__Exercise aim__. Transcribe all records exactly.

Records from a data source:
PR #811, opened 2018-03-27
Add the "AWSELB" cookie

mattandrews:
We set session stickiness for the load balancer so a repeat visitor gets the same instance (for 5 minutes), but there were two issues:

1. We only set this for the HTTP listener (now rectified so the HTTPS one gets it too)
2. We drop the cookie at Cloudfront so nobody ever got this set

This PR adds back that cookie which might help the (admittedly rare) edge case where someone visits the site during a deploy and gets broken CSS/JS (eg. because the load balancer routes their assets request to the new instance with different hashes).

### DIFF
--- a/config/cloudfront/live.json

__Exercise solution__.
PR #811, opened 2018-03-27
Add the "AWSELB" cookie

mattandrews:
We set session stickiness for the load balancer so a repeat visitor gets the same instance (for 5 minutes), but there were two issues:

1. We only set this for the HTTP listener (now rectified so the HTTPS one gets it too)
2. We drop the cookie at Cloudfront so nobody ever got this set

This PR adds back that cookie which might help the (admittedly rare) edge case where someone visits the site during a deploy and gets broken CSS/JS (eg. because the load balancer routes their assets request to the new instance with different hashes).

### DIFF
--- a/config/cloudfront/live.json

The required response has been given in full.